30 de janeiro de 2009

Epifania

...E gosto de ver os olhos de alguém enquanto lê, como é espiando desde cima do texto, que ao estar escrito na vertical e não dar voltas às folhas da sensação de ser um pergaminho, um papiro, rolos da antiguidade, raios de história, ver os seus gestos ao ler, sorrir, perder-se no texto para se voltar a encontrar assistindo de cabeça erguida, olhos abertos e ao mesmo tempo os lábios se entreabrem para jogar, mostra os dentes a língua e joga, desenha um sorriso emula uma gargalhada, solta rios de fé enfeitiçados pelo ar, e segue sem saber o que está a ler nem tão pouco se na realidade o vê, ou se na verdade o está olhando, lendo-o, se me está a espiar a mim enquanto lê, será que pode ver enquanto lê, ou se olha entre as letras, como um espelho, um jardim no mar, simplesmente se vê os olhos, vê-se mover da direita à esquerda, na realidade da esquerda para a direita, mas eu aqui como um espia, já o disse, eu escondo-me de frente...

...deixa-me entrar
deixa-me verte
sussurrar um segredo
na tua orelha
sussurrar como um silêncio
no teu ouvido
sussurrar até te ensurdecer e desatar-te de todos os fios sem mais te soltar e voar, inclusive de costas para a terra, para olhar o céu total, total...

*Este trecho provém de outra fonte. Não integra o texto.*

Issue #382, opened 2026-05-14
[BUG] Make validate output more readable when suggestions are made


nachandr:
**What version of crane are you running, and what are your clutsters+platform**

**What did you expect to happen?**

**What actually happened?**
1) The output currently has 2 columns (among others) : `Reason`, `Suggestion`.
    The string in the `Reason` column also includes the suggestion in brackets. This should be removed.
2) Additionally, if the strings in the `REASON` column could be shortened, that would be great. The output looks jumbled up on small screens.
```
$ crane validate -i ./test-suggestions --context crane-dest-context
INFO[0000] Scanned 6 distinct GVK+namespace tuples      
Mode: live (context: crane-dest-context)

APIVERSION           KIND                     NAMESPACE           RESOURCE  STATUS        REASON                                                                                                         SUGGESTION                                  
autoscaling/v2beta2  HorizontalPodAutoscaler  multi-resource-app            Incompatible  API version autoscaling/v2beta2 not available on target cluster (available as autoscaling/v1, autoscaling/v2)  available as autoscaling/v1, autoscaling/v2  
batch/v1beta1        CronJob                  multi-resource-app            Incompatible  API version batch/v1beta1 not available on target cluster (available as batch/v1)                              available as batch/v1                        
extensions/v1beta1   Deployment               multi-resource-app            Incompatible  API version extensions/v1beta1 not available on target cluster (available as apps/v1)                          available as apps/v1                         
extensions/v1beta1   Ingress                  multi-resource-app            Incompatible  API version extensions/v1beta1 not available on target cluster (available as networking.k8s.io/v1)             available as networking.k8s.io/v1            
extensions/v1beta1   NetworkPolicy            multi-resource-app            Incompatible  API version extensions/v1beta1 not available on target cluster (available as networking.k8s.io/v1)             available as networking.k8s.io/v1            
policy/v1beta1       PodDisruptionBudget      multi-resource-app            Incompatible  API version policy/v1beta1 not available on target cluster (available as policy/v1)                            available as policy/v1                       

Summary: 6 scanned, 0 compatible, 6 incompatible
Result: FAILED — 6 resource(s) incompatible with target cluster
INFO[0000] Wrote validation report to validate/report.json 
INFO[0000] Wrote 6 validation failure(s) to validate/failures 
Error: validation failed: one or more resources are incompatible with the target cluster
```

**Please include any relevant logs or errors**

nachandr:
[...]

PR #565, opened 2026-06-22
fix: resolve duplicate suggestion text in validate output reason column

Tamar-Dinavetsky:
[#382](https://github.com/migtools/crane/issues/382)

## 📝 Summary

This PR fixes an issue where the output of `crane validate` duplicated the suggestion text inside the `REASON` column, causing jumbled and overly wide tables on smaller screens. 

### 🕵️‍♂️ Root Cause
In `internal/validate/matcher.go`, the `addSuggestion` function was responsible for both setting `result.Suggestion` and appending the same text to `result.Reason`. This second operation was completely redundant since the suggestion already had its own dedicated field and column in the output table.

### 🛠️ Fix Applied
- Removed the line that appended the suggestion to `result.Reason` in `internal/validate/matcher.go`.
- The `REASON` column now correctly contains only the reason for incompatibility, while the `SUGGESTION` column shows the alternatives.

### 🧪 Test Changes
- Updated `TestMatchResults_SuggestionWhenAlternativeExists` in `internal/validate/matcher_test.go` to remove the assertion that checked if `Reason` contains "available as", as this was validating the old incorrect behavior.

### DIFF
--- a/.gitignore
+++ b/.gitignore
@@ -17,3 +17,13 @@ vendor/
 
 crane
 .DS_Store
+
+
+# My Personal Tools and Scripts
+scripts/ship_it.sh
+scripts/mac_refresh.py
+scripts/slack.py
+slack-creds-extractor-main/
+crane-test/
+.claude/
+.env
--- a/.gitignore
+++ b/.gitignore
@@ -17,13 +17,3 @@ vendor/
 
 crane
 .DS_Store
-
-
-# My Personal Tools and Scripts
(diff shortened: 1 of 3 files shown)


RanWurmbrand:
LGTM

RanWurmbrand (approved):

nachandr (approved):

stillalearner (commented):
LGTM

Issue #481, opened 2026-06-08
[BUG] KUBECONFIG with multiple files breaks `crane export` and `crane validate`


stillalearner:
### Summary

  Kubernetes supports multiple kubeconfig files via the `KUBECONFIG` environment variable (colon-separated paths). This works with `kubectl` and with crane's `transform`/`apply` commands, but fails in `crane export` and `crane validate`.

  ### What happens

  ```bash
  # This is standard Kubernetes usage — works everywhere
  export KUBECONFIG=~/.kube/config-cluster1:~/.kube/config-cluster2

  # kubectl works fine
  kubectl --context cluster1 get pods   ✅

  # crane export fails
  crane export --context cluster1 -n my-app
  # Error: stat /home/user/.kube/config-cluster1:/home/user/.kube/config-cluster2: no such file or directory

 ```

 Crane treats the entire colon-separated string as a single file path instead of splitting it into two files and merging them.

 ### Steps to Reproduce

  1. Set KUBECONFIG with multiple paths (standard Kubernetes practice)
  2. export KUBECONFIG=$HOME/.kube/config:$HOME/.kube/config

  ### Run crane export
  ./crane export --context src -n crane-test

  ### Expected: export succeeds (kubectl works fine with the same KUBECONFIG)
  ### Actual: Error: stat /path/a:/path/b: no such file or directory

  -> Workaround

  Merge your kubeconfig files into a single file, or avoid the KUBECONFIG env var and use the --kubeconfig flag pointing to a single file

PR #573, opened 2026-06-24
fix: support multi-file KUBECONFIG in crane export and validate

Tamar-Dinavetsky:
[#481](https://github.com/migtools/crane/issues/481)
## Problem

  Kubernetes supports specifying multiple kubeconfig files via the
  KUBECONFIG environment variable, separated by colons:

 ```
 export KUBECONFIG=~/.kube/config-cluster1:~/.kube/config-cluster2
 ```
This works with kubectl and with crane's transform/apply commands,
but crane export and crane validate failed with:
 ```
Error: stat /home/user/.kube/config-cluster1:/home/user/.kube/config-cluster2: no such file or directory
```

  ## Root Cause

  crane uses viper with `AutomaticEnv() `enabled globally. When
  `viper.BindPFlags() `registers the `--kubeconfig` flag, viper automatically
  reads the KUBECONFIG environment variable and maps its raw value
  (the full colon-separated string) into configFlags.KubeConfig.

  When `configFlags.ToRawKubeConfigLoader()` is later called, it sets
  `loadingRules.ExplicitPath` to that raw colon-separated string.
  `os.Stat()`is then called on the full string as a single path,
  which does not exist.

  transform and apply are not affected because their Complete()
  functions do not connect to the cluster at all.

  ## Fix

  At the start of Complete() in both export and validate, reset
  configFlags.KubeConfig to an empty string if the user did not
  explicitly pass --kubeconfig on the command line.

  This prevents viper from injecting the raw KUBECONFIG env var
  into the loading rules, allowing NewDefaultClientConfigLoadingRules()
  to correctly split KUBECONFIG by colon and load each file separately —
  the same behavior as kubectl.

  ## Files Changed

  - cmd/export/export.go
  - cmd/validate/validate.go

  ## Testing

  Verified manually with two kubeconfig files:

      export KUBECONFIG=~/.kube/config:~/.kube/config-copy
      crane export --context minikube -n default   ✅
      crane validate -i export/resources/default --context minikube   ✅

## Summary by CodeRabbit

* **Bug Fixes**
  * Improved how command-line operations handle kubeconfig when run programmatically, making behavior more predictable.
  * Validation and export commands now consistently treat an unspecified kubeconfig as empty instead of inheriting implicit defaults.

### DIFF
--- a/cmd/export/export.go
+++ b/cmd/export/export.go
@@ -22,6 +22,7 @@ import (
 	"k8s.io/client-go/dynamic"
 	"k8s.io/client-go/kubernetes"
 	"k8s.io/client-go/tools/clientcmd/api"
+
 )
 
 // ExportOptions holds CLI flags and runtime state for a single export run.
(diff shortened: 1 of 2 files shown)


stillalearner (approved):
LGTM

nachandr (approved):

... e cá estou, desde cima vamos pedindo que cuides da minha lua, que absorveu vazios, vazios de madrugadas que sonharam com luas, que sonharam em correr ao chá servido no jardim, sonhando sempre com as madrugadas sorridentes frente às madrugadas abertas, e quando tremendo os lábios falam do vento e da pressa do tempo que se acende sem fé num corpo que se perde nos olhos encandeados pela dor das sombras de se ver, quando não, sem voltar a esconder-se, mas sim quando se cobre de livros pessoais como tormentos que estalam nas paredes que olham como sonhos madrugadores que pensam e teimam em sonhar ao sol, que tremem ao incendiar encandeando as chuvas utópicas que nunca banharam corpos sedentos que gemem sonhando utopias abertas ao sol da flor...

... Deixa-me ver-te
deixa-me entrar
escrever outra vez como nunca
na tua pele
escrever outra vez como sempre
no teu sangue, no vento
escrever até ter dedos outra vez em aros metálicos que se lêem entre céus pintados de vermelho e verde, não como uma cerimónia, nem com interrupções resplandecentes da memória da água, não já não, total para quê...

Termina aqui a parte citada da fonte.